A bill supported by Republican Gov. Bobby Jindal was torpedoed by the Republican-majority state Senate at the last minute Tuesday in favor of a Democratic-backed bill that some in the GOP say could cost Republicans a seat.
Multiple sources say Rep. Charles Boustany (R) played a key role in killing the Jindal-backed proposal and passing a plan authored by Democratic state Sen. Lydia Jackson that he sees as more favorable for his 7th district.
Four state Senate Republicans voted against the initial Jindal-backed bill, which fell one vote shy of passing; then seven Republicans crossed over to support Jackson’s bill.
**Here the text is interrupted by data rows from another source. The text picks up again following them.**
Issue #1938, opened 2023-11-20
Netlify : undefined set-cookie


klevron:
### Environment

Node : 18.17.0
Nuxt 3.7.4 / Nitro 2.6.3
Nuxt 3.8.1 / Nitro 2.8.0

### Reproduction

Sorry I can't provide netlify link for the moment, I will try to setup one later if it's really needed (please take a look at description).

### Describe the bug

An undefined `Set-Cookie` header is sent on netlify :

![image](https://github.com/unjs/nitro/assets/4560725/fbb898f5-3676-42bc-87aa-08b724226f8f)

### Additional context

We have another site with Nuxt 3.6.5 / Nitro 2.5.2 and it works fine.

paro-paro:
I am having the exact same issue. Netlify server is setting a weird undefined cookie on every get request.  I am on latest nuxt 3.9.0 (nitro 2.8.1)

https://amazing-alfajores-2826d3.netlify.app/invest

<img width="553" alt="Screenshot 2024-01-10 at 20 12 05" src="https://github.com/unjs/nitro/assets/43136874/3c01e3d0-3ac8-4b09-8b27-fab93fcf5e40">

pi0:
A reproduction repository would be very helpful to investigate and possibly fix any issues 🙏🏼

djm-innonova:
We are experiencing this problem as well on 3.9.0 (nitro 2.8.1) - however we noticed it was already introduced when we upgraded earlier from 3.6.3 to 3.8.2 of Nuxt.

Interestingly I tried to downgrade to Nuxt 3.6.5 as originally mentioned in this post, however because of the way the dependencies are specified I anyway ended up with 2.8.1 of nitro. I then tried locking down the version of nitro to 2.5.2 (as originally specified in Nuxt 3.6.5 package.json) and still saw the `Set-Cookie: undefined` issue when deployed in Netlify.

After using the lock file we had from our previous 3.6.3 version we got it fixed now, but this indicates that the problem is not in nitro, but rather in some other dependency - I am suspecting `h3`, but did not have time to investigate if that is really the case.

klevron:
> Interestingly I tried to downgrade to Nuxt 3.6.5 as originally mentioned in this post

It works with :

```
  "nitropack": "2.5.2",
  "nuxt": "3.6.5",
```

djm-innonova:
[...]

Issue #1842, opened 2023-10-19
Netlify new functions v2 format


Rigo-m:
### Describe the feature

Netlify new v2 functions has been unveiled.
Might be worthy to implement them
https://www.netlify.com/blog/introducing-netlify-functions-2-0/

### Additional information

- [X] Would you be willing to help implement this feature?

PR #2406, opened 2024-05-01
feat(netlify): experimental support v2 functions ISR via targeted cache-control headers

serhalp:
### 🔗 Linked issue

Supersedes https://github.com/unjs/nitro/pull/1823.
Closes https://github.com/unjs/nitro/issues/1842.
Closes https://github.com/unjs/nitro/issues/1938.

### ❓ Type of change

### 📚 Description

Netlify [introduced a new Functions interface last year](https://www.netlify.com/blog/introducing-netlify-functions-2-0/). This updates Nitro to use this interface.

Jindal threatened Wednesday to veto the state Senate bill. But then a committee in the GOP-controlled state House rejected the bill before it could reach the House floor.
Ensue standstill.
The main question in Louisiana’s redistricting process had long been whether northern Louisiana will have two vertical districts or two horizontal districts. The House passed a bill with two vertical districts – Jindal’s preference – while the Senate-passed bill had two horizontal districts, which would significantly alter the seats of two northern Louisiana Republicans.
But the key difference now appears to be not in the north, but in the southern part of the state.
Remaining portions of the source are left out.